Geraldo César Casé (7 June 1928 – 21 July 2008) was a Brazilian producer, writer, and TV director.

Casé was born on 7 June 1928 in Rio de Janeiro, the son of Graziella Passos Casé and Ademar Casé, a pioneering presenter of Brazilian radio. In addition, his brothers were architect Paulo Casé and publicist Maurício Casé, along with being the father of actress Regina Casé.

As a child, he would accompany his father and help him on Programa do Casé on Rádio Philips, where he worked as a sound designer, audio operator, and afterwards, artistic director. Along with Phillips, he worked at both Rádio Mayrink Veiga and Rádio Globo. After some time in those places, he would begin to work in television.
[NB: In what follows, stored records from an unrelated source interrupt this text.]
PR #244, opened 2026-06-19
[api/logs] Close log streams on the runner's end record or job termination

noe-charmet:
Adds stream close to the log module: a stream can now move out of `open` so it becomes eligible for compaction. This is the close behaviour of ENG-442; compaction (ENG-519) and retention deletion (ENG-520) are separate issues.

The log module (ENG-439) accepted chunks via the offset-CAS append endpoint but never moved a stream out of `open`, so nothing could be compacted and Postgres chunk volume was bounded only by retention.

Two ways a stream closes, both routed through one `closeStream` core that writes a single `logs.stream.closed` outbox event (the compaction trigger, handled by ENG-519):

- **Declared close** — a committed `end` record closes the stream inside the append transaction (the fast, common path). `end.total_bytes` is decoded payload bytes, a different axis from the raw-spool `committed_length`, so close triggers on *receiving* the record, not a byte comparison.
- **Timeout close** — a `WORKFLOWS_JOB_TERMINATED` subscriber (the single reliable job-terminal signal, from #236) arms a grace-then-close Temporal workflow that force-closes any stream the runner never ended itself. Machine death, budget cap, spool failure, and cancellation all leave a stream open with no `end`, and the runner is no liveness signal (a quiet step sends zero appends). It appends a `runner_lost` tombstone and marks the stream truncated.

A closed-stream guard drops later appends so compaction can never race a late chunk. Tombstones are stored as control chunks *without advancing* `committed_length`, keeping the offset-CAS axis equal to runner spool bytes (compaction orders by `seq`, so they still concatenate correctly).

Schema: adds `closed_at` plus three partial indexes. Since nothing is deployed yet, this folds into the initial migration in place rather than a new migration file.

**Review focus:** the exactly-once close — `closeStream`'s guarded `UPDATE … WHERE state='open'` is both the row lock and the idempotency gate, since the declared and timeout paths can race the same stream — and the tombstone no-advance invariant.

Fixes ENG-518
Refs ENG-442

### DIFF
--- a/.changeset/eng-518-logs-stream-close.md
+++ b/.changeset/eng-518-logs-stream-close.md
@@ -1,0 +1,5 @@
+---
+"@shipfox/api-logs": patch
+---
+
+Close a log stream so it becomes eligible for compaction. A committed `end` record declared-closes the stream inside the append transaction, and a `WORKFLOWS_JOB_TERMINATED` subscriber arms a grace-then-close Temporal workflow that force-closes any stream the runner never ended (appending a `runner_lost` tombstone and marking it truncated). Both paths route through one guarded close that writes a single `logs.stream.closed` outbox event, and a closed-stream guard drops later appends. Adds `closed_at` and three partial indexes to the stream table.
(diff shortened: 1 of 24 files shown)


noe-charmet:
Will merge this one to progress on log handling

PR #298, opened 2026-06-23
[client-logs] Add log record components for process and system logs

noe-charmet:
Adds `@shipfox/client-logs`, the presentational record components for the step-log read stream. They compose the `@shipfox/react-ui` log primitives into renderers for every process and system record (`output`, `group_start`/`group_end`, `end`, `gap`, `capped`, `runner_lost`); `agent_session` is left to the agent-sessions surface.

The react-ui log viewer ships only structural primitives ("four primitives, zero semantics"); record renderers are meant to be composed by the consuming client. This package is the forward-looking home for the full step-log viewer (records now; read-path hook, step-detail page, and agent-session later), mirroring the `@shipfox/client-workflows` per-package Storybook + Argos recipe.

Casé worked at almost all of the major television stations at the time (TV Tupi, TV Rio, TV Excelsior, TV Continental, TVE and TV Paulista, and was one step away from working at a regional office at Rede Globo). In the field of entertainment, he created the talk show Um Instante, Maestro, which was presented by Flávio Cavalcanti. Always linked to children's programming, he created shows such as Teatro de Malasartes and Fantoche estrela. In theatre, he directed A fábrica dos sonhos. The biggest achievement by Casé however, was the adaptation of the stories of Sítio do Picapau Amarelo by Monteiro Lobato, which ran from 1977 to 1986. He also composed, with Dori Caymmi, TV show soundtrack music such as "A Cuca te pega", "Rabicó" and "Quindim". As the result of this conversation between him and his daughter, he gave inspiration to the name of a theatre troupe that his daughter worked with, Asdrúbal Trouxe o Trombone. He also directed the artistry department of TV Bandeirantes. His last occupation was as artistic director of the International Division of Rede Globo.

In 2002, he released a book of poetry titled "Um dia fui pássaro".

== Death ==
Casé died on 21 July 2008 in Rio de Janeiro due to respiratory failure. He had been interned since 12 July at Clínica São Vicente in the Gávea neighborhood. He was buried at São João Batista cemetery in Botafogo.